Noureddine RAMDI / onnxmltools: a Python toolkit for converting ML models to ONNX format

Created Mon, 04 May 2026 10:23:02 +0000 Modified Sat, 23 May 2026 20:41:27 +0000

onnx/onnxmltools

Model interoperability remains a persistent challenge in machine learning workflows. You train a model in one framework, but deploying it efficiently often means translating it to a format that your target runtime supports. ONNX (Open Neural Network Exchange) has become a de facto standard for this purpose. The onnx/onnxmltools repository offers a Python toolkit dedicated to converting models from popular ML frameworks into ONNX format, smoothing the path between training and deployment.

what onnxmltools does and how it works

At its core, onnxmltools is a Python library that provides converters to transform trained machine learning models from frameworks like scikit-learn, XGBoost, LightGBM, and others into the ONNX model format. ONNX itself is an open standard for representing machine learning models, designed to facilitate interoperability across frameworks and runtimes.

The repository supports a range of model conversion scenarios, primarily focusing on classic machine learning models rather than deep learning networks (which are often handled by other ONNX tools). The library acts as a bridge, enabling you to take a model trained in Python’s rich ML ecosystem and export it into a standardized ONNX graph.

Under the hood, onnxmltools relies on the ONNX Python API and the ONNX-ML extension, which extends ONNX with additional operators suited for classical ML models. This is why the environment variable ONNX_ML=1 is required when installing from source — it enables the ML-specific operators.

The codebase is primarily Python, fitting naturally into existing Python-based ML pipelines. It is not a runtime or a heavy dependency but rather a utility tool that complements the ONNX ecosystem.

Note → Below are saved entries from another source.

PR #1242, opened 2015-10-30
Added comment about installer.save()

bmw:
In response to #1226, I just wanted to add a comment about why the call to `installer.save()` is necessary so it's not arbitrarily deleted in the future.


pde:
Merge the comment.  Perhaps also put James's full explanation in the code?

jdkasten:
Yep, I think the comment is good.  Calling save more than once without changes should not cause any problems.  (It is essentially a NOP in Apache)  Thanks!

PR #1244, opened 2015-10-31
Search key_dir when performing Proof of Possession

christophermanning:
Fixes https://github.com/letsencrypt/letsencrypt/issues/964

This is my first technical PR for this repo so any code review is especially welcome and appreciated.

### DIFF
--- a/letsencrypt/continuity_auth.py
+++ b/letsencrypt/continuity_auth.py
@@ -31,7 +31,8 @@ class ContinuityAuthenticator(object):
         :type installer: :class:`letsencrypt.interfaces.IInstaller`
 
         """
-        self.proof_of_pos = proof_of_possession.ProofOfPossession(installer)
+        self.proof_of_pos = proof_of_possession.ProofOfPossession(
+            installer, config)
 
     def get_chall_pref(self, unused_domain):  # pylint: disable=no-self-use
         """Return list of challenge preferences."""
--- a/letsencrypt/continuity_auth.py
+++ b/letsencrypt/continuity_auth.py
@@ -32,7 +32,7 @@ class ContinuityAuthenticator(object):
 
         """
         self.proof_of_pos = proof_of_possession.ProofOfPossession(
-            installer, config)
+            config, installer)
 
     def get_chall_pref(self, unused_domain):  # pylint: disable=no-self-use
         """Return list of challenge preferences."""
--- a/letsencrypt/proof_of_possession.py
+++ b/letsencrypt/proof_of_possession.py
@@ -26,8 +26,9 @@ class ProofOfPossession(object):  # pylint: disable=too-few-public-methods
     :type installer: :class:`~letsencrypt.interfaces.IInstaller`
 
     """
-    def __init__(self, installer):
+    def __init__(self, installer, config):
         self.installer = installer
+        self.config = config
 
     def perform(self, achall):
         """Perform the Proof of Possession Challenge.
@@ -60,6 +61,13 @@ class ProofOfPossession(object):  # pylint: disable=too-few-public-methods
             cert_key = achall.alg.kty(key=cert_obj.public_key())
             if cert_key == achall.hints.jwk:
                 return self._gen_response(achall, key)
+
+        if os.path.isdir(str(self.config.key_dir)):
+            for key_file in os.listdir(self.config.key_dir):
+                full_path = os.path.join(self.config.key_dir, key_file)
+                response = self._gen_response(achall, full_path)
+                if response is not False:
+                    return response
 
         # Is there are different prompt we should give the user?
         code, key = zope.component.getUtility(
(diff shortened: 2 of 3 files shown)


letsencrypt/continuity_auth.py
```diff
@@ -31,7 +31,8 @@ def __init__(self, config, installer):  # pylint: disable=unused-argument
         :type installer: :class:`letsencrypt.interfaces.IInstaller`
 
         """
-        self.proof_of_pos = proof_of_possession.ProofOfPossession(installer)
+        self.proof_of_pos = proof_of_possession.ProofOfPossession(
+            installer, config)
```
bmw: Nit: I'd flip the order so that `config` is the first argument and `installer` is the second. This is more consistent with the rest of the code base.

letsencrypt/proof_of_possession.py
```diff
@@ -61,6 +62,13 @@ def perform(self, achall):
             if cert_key == achall.hints.jwk:
                 return self._gen_response(achall, key)
 
+        if os.path.isdir(str(self.config.key_dir)):
```
bmw: `str` shouldn't be necessary. To fix unit tests in `proof_of_possession_test`, add a value for `key_dir` to the mocked configuration created on line 31. This can be accomplished with something like `self.config = mock.MagicMock(key_dir="/nonexistent/key/dir")`

letsencrypt/proof_of_possession.py
```diff
@@ -61,6 +62,13 @@ def perform(self, achall):
...
+            for key_file in os.listdir(self.config.key_dir):
+                full_path = os.path.join(self.config.key_dir, key_file)
+                response = self._gen_response(achall, full_path)
+                if response is not False:
```
bmw: So this doesn't quite work. The idea behind proof of possession is that the server gives the client a public key and the client has to sign a message using the corresponding private key.

`self._gen_response` simply takes a key and signs the message with no check that the correct private key was used. The result is that the code currently grabs the first private key it finds in `key_dir` and uses it to sign the message. What you need to do is load each private key as a JSON web key, get the corresponding public key, and compare it with the key given by the server. Only when you find a match can you generate a response and return it.

To do this nicely will require a bit of refactoring. Basically what you want to do is factor out the code that loads the key in `_gen_response` into a new function. You can then use this function both in `_gen_response` and in the code above to return a JWK object. You can then call `.public_key()` on that object to return the public key. After that, you need to compare it `achall.hints.jwk`. If there is a match, use the already loaded in key to generate the response.

Hopefully that all makes sense. Please follow up if you have any questions.

letsencrypt/tests/proof_of_possession_test.py
```diff
@@ -78,6 +80,15 @@ def test_perform_with_input(self, mock_input):
         self.assertFalse(self.proof_of_pos.perform(self.achall))
         self.assertTrue(self.proof_of_pos.perform(self.achall).verify())
 
+    def test_perform_with_key_dir(self):
+        # Remove the matching certificate
+        self.installer.get_all_certs_keys.return_value.pop()
+
+        self.config.key_dir = tempfile.mkdtemp('key_dir')
+        crypto_util.init_save_key(2048, self.config.key_dir)
```
bmw: There's no need to generate a new key here. `CERT2_KEY_PATH` and `CERT3_KEY_PATH` are paths to already generated private keys. `CERT3_KEY_PATH` is the one that matches the public key for the challenge used in these tests.

bmw:
Thanks for the PR @christophermanning! I'm appending `[needs revision]` to the title of this PR for the time being to denote that this isn't ready to be merged in yet. Just update the title when it's ready for re-review.

christophermanning:
Thank you for the detailed code review. I've revised my changes based on your guidance.

Please let me know if there is anything else you'd like me to change for this PR.

bmw:
Awesome! Thanks again for the PR @christophermanning.

Since we're rapidly approaching general availability, the client team has actually stopped reviewing PRs for issues not in the "1.0 for launch" [milestone](https://github.com/letsencrypt/letsencrypt/issues?q=is%3Aopen+is%3Aissue+milestone%3A%221.0+for+launch%22). We certainly appreciate the help though and I don't want to diminish the importance of this PR. We will take a look at this as soon as we've closed our launch critical issues. Thanks again for your help.

bmw:
Since #964 was opened, a number of things have changed with proof of possession:

1. Neither the server nor the client has any plans to support proof of possession in the immediate future.
2. There are plans to redesign how the proof of possession challenge works.
3. Support for proof of possession has been completely removed from `acme` and `certbot` for the time being.

With this in mind, I created a new branch on this repo called `use_key_dir_in_pop` containing all of your commits and made a comment about it in #964.

If this proves useful for PoP in the future, we'll encourage others to build off your work. Thanks again for the PR @christophermanning.

Issue #1216, opened 2015-10-30
Warning about port in use should appear earlier


chk1:
`The program nginx (process ID 12345) is already listening on TCP port 80. This will prevent us from binding to that port. Please stop the nginx program temporarily and then try again.`

From a usability standpoint I think it would be better to display this warning earlier in the process when running `letsencrypt-auto`, as I have to re-enter my domain names and go through all the steps. Maybe a kind of list or auto-suggestion feature for domains that I have already used would be nice.

centminmod:
+1 this would be much better and clearer for end users :)

wjdavis5:
+1 agreed this one got me for sure.

pde:
I'd have marked this **2.0** but since several of you noted it as problematic, it's **nice for 1.0**.

shrikrishnaholla:
I am planning on taking this up. Seems easy enough to begin with :+1:

pde:
The right moment for this test is *probably* immediately after the plugins have been selected, if and only if the user is using the `standalone` authenticator:

https://github.com/letsencrypt/letsencrypt/blob/master/letsencrypt/cli.py#L427

metachris:
This PR is my suggestion of a minimal intrusive fix without code duplication: https://github.com/letsencrypt/letsencrypt/pull/1474.

bmw:
Catching this error earlier in Certbot's execution requires checking that ports are available before we know what challenges we need to perform. For example, with the current state of the ACME protocol, Certbot, and Let's Encrypt, if you use the standalone plugin without specifying `--standalone-supported-challenges` or `--preferred-challenges` on the command line, only the `TLS-SNI-01` challenge is performed and we only check that this port is available.

To move this check any earlier than we do now we either need to:

1. Code in assumptions that we can't safely make about the ACME protocol and Let's Encrypt's behavior about what challenges will be performed.
2. Check that every port that is possibly required is available.

We feel that either of these options is worse than what we're currently doing so I'm marking this issue as wontfix.

PR #1251, opened 2015-10-31
Add check in letsencrypt-auto to ensure port 80 not in use

shrikrishnaholla:
Ref #1216 .

Checks whether port 80 is in use, before doing anything else. If it is, exits with a message describing the issue. Continues with the setup otherwise.

Tested with bash. Not sure about other shell environments. Let me know if the approach needs to be changed.

### DIFF
--- a/letsencrypt-auto
+++ b/letsencrypt-auto
@@ -19,7 +19,13 @@ else
   SUDO=
 fi
 
-for arg in "$@" ; do 
+if timeout 1 sh -c 'cat < /dev/null > /dev/tcp/127.0.0.1/80' >/dev/null 2>&1 ; then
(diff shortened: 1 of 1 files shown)


kuba:
Unfortunately, this check happens waaay to early: it doesn't even allow you to call `./letsencrypt-auto --help` if port 80 is taken... I wouldn't like to discourage you too much but fix for #1216 is a lot more complicated and might not be even feasible in the current plugins architecture :( I'm gonna close this PR for now, as is it's not close to the solution, sorry! If you'd like to work on that, you need to take a closer look at the Python code - fix to the problem is not within `letsencrypt-auto` scope.

Issue #1016, opened 2015-10-17
Webroot plugin should support SANs (multiple public_html paths)


kuba:

centminmod:
hopefully soon https://community.letsencrypt.org/t/multi-domain-san-certificate-and-webroot-auth/2493

Maybe this suggestion https://github.com/letsencrypt/letsencrypt/pull/757#issuecomment-1425074155

> for multiple names, maybe allow multiple --webroot-path in an array and then if multiple -d nameXX are specified cycle through the --webroot-path array to check against the -d name XX values ?

kuba:
FYI I have created https://github.com/kuba/simp_le that is basically equivalent to webroot, but a lot simpler, with less deps and with renewal support. @centminmod, check it out :)

kuba:
And, of course, with multiple SAN support.

pde:
Currently I think a better CLI design for this may be, `letsencrypt --webroot -w /var/www/example -d example.com -d www.example.com -w /var/www/thingimy -d thingimy.net -d www.thingimy.net`.

bmw:
@centminmod, I'm not sure if I understand your suggestion for this. Can you give me an example CLI stating which webroot would be applied for which domains?

bmw:
Lately, I've been thinking a lot about multiple webroots and today I've been thinking about how to best specify them on the command line. The interface proposed in #1594 is pretty good, but I'm wondering if that's the best approach. Sure, we could always change the interface later, but I'd rather take a few extra days to get the interface right the first time instead of causing a breaking change later.

Unfortunately, I haven't been able to come up with a CLI I really like. The main problem I'm having is mapping webroots to domains. The way I see it, there are a couple approaches:

#### Include mapping in webroot-path flag
This looks something like `--webroot-path /var/www/html:example.com`. My main problem here is duplication. If you're specifying everything on the command line, you must include `--domains` meaning that you have to specify each domain in both `--webroot-path` and in `--domains`. This is excessive.

We can optimize this approach, however. The best I have come up with is using a range in `--webroot-path`, similar to how you specify lines in `git blame`. For example, 
```
letsencrypt --webroot --domains example.com,www.example.com,example.org,www.example.org,example.net,www.example.net --webroot-path /var/www/html:example.com,www.example.org --webroot-path /usr/share/nginx/html:example.net,www.example.net
```

`/var/www/html` will be used for: `example.com,www.example.com,example.org,www.example.org`
[...]

PR #1259, opened 2015-10-31
added: --webroot-domain-path domain:path [needs revision]

grubberr:
one of possible solutions for this #1016

added new option 

```
--webroot-domain-path domain:path
```

for example:

```
./bin/letsencrypt auth ... --authenticator webroot \
  --domains domain1.com --webroot-domain-path domain1.com:/home/user/public_html \
  --domains domain2.com --webroot-domain-path domain2.com:/home/user/public_html/domain2
```

old invocation also works

```
./bin/letsencrypt auth ... --authenticator webroot \
  --domains domain1.com --webroot-path /home/user/public_html
```

### DIFF
--- a/.travis.yml
+++ b/.travis.yml
@@ -39,7 +39,6 @@ addons:
   mariadb: "10.0"
   apt:
     packages:  # keep in sync with bootstrap/ubuntu.sh and Boulder
-    - lsb-release
     - python
     - python-dev
     - python-virtualenv
--- a/acme/setup.py
+++ b/acme/setup.py
@@ -58,6 +58,7 @@ setup(
         'License :: OSI Approved :: Apache Software License',
         'Programming Language :: Python',
         'Programming Language :: Python :: 2',
+        'Programming Language :: Python :: 2.6',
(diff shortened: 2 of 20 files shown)


kuba:
I would rather prefer `--webroot-path "default/path/if/nothing/specific/given, domain1.com:specific/path/to/domain1, domain2:specific/path/to/domain2"` syntax:
- config file doesn't allow value to be specified multiple times
- no need to create a brand new flag, `--webroot-path` can be overloaded
- `--webroot-path foo` still has the same meaning
- you can specify default value for domains that share common `public_html`

Good way to approach it is to decode comma/colon-separated string inside `manual.Autenticator.paths`, by defining new `@property` that operates over `self.conf("path")`.

@grubberr, do you think you could work towards this solution?

grubberr:
@kuba ok I will re-implement according to your requirements

kuba:
@grubberr, thank you very much! Welcome to the project! :)

kuba:
Please remove `[needs revision]` from the title when you're done.

grubberr:
closed because of #1284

why onnxmltools stands out technically

onnxmltools is notable for its broad framework coverage and pragmatic approach to model conversion. Instead of focusing on just one framework, it supports a variety of classical ML models across popular tools. This makes it a handy utility when dealing with heterogeneous ML stacks.

The design is modular, with converters organized per framework. This modularity simplifies adding support for new model types or frameworks over time. The tradeoff is that maintaining converters for many frameworks can be complex, especially since each framework evolves independently.

The code quality aligns with typical Python ML tooling: clear, well-structured, and relying on established ONNX APIs. However, it requires some domain knowledge about ONNX and ML model internals to troubleshoot or extend.

A key limitation is that onnxmltools is focused on conversion rather than training or inference. It doesn’t provide runtime optimizations or model validation beyond what ONNX tooling offers. In production, this means you still need an ONNX runtime or compatible system to execute the exported models.

Also, some advanced model features or custom layers may not convert cleanly, which is a common challenge in model export tools. Users should validate the converted model outputs carefully.

quick start with onnxmltools

You can install onnxmltools directly from PyPi with a simple pip command:

pip install onnxmltools

Alternatively, if you want the latest source version, install it from GitHub:

pip install git+https://github.com/onnx/onnxmltools

Note that if you install from source, you must set the environment variable ONNX_ML=1 before installing the onnx package to enable ONNX-ML operators.

Once installed, using onnxmltools typically involves importing the appropriate conversion function for your model type and calling it with your trained model instance. For example, converting a scikit-learn model looks like this:

from onnxmltools import convert_sklearn
from onnxmltools.convert.common.data_types import FloatTensorType

# Assume clf is your trained sklearn model
initial_type = [('input', FloatTensorType([None, input_dim]))]
onnx_model = convert_sklearn(clf, initial_types=initial_type)

with open("model.onnx", "wb") as f:
    f.write(onnx_model.SerializeToString())

This snippet shows how the conversion requires specifying the input data types and shapes to build a valid ONNX graph.

who should consider using onnxmltools

onnxmltools is a solid choice if you have classical ML models trained in Python frameworks and want to export them to ONNX for deployment or interoperability. Its support for multiple frameworks makes it versatile in mixed environments.

It’s not aimed at deep learning model conversion — for those, tools like ONNX Runtime or framework-specific exporters are more appropriate.

The library plays well with the ONNX ecosystem but assumes some familiarity with ONNX concepts. If you are looking for a plug-and-play inference engine or a training framework, onnxmltools is not the tool for that.

In summary, onnxmltools fills a practical niche in the ML tooling chain by handling model format translation. It’s a utility you reach for when you need to bridge frameworks, not when you need to build or optimize models from scratch. Keep in mind the usual caveats about conversion fidelity — always validate your ONNX models before production use.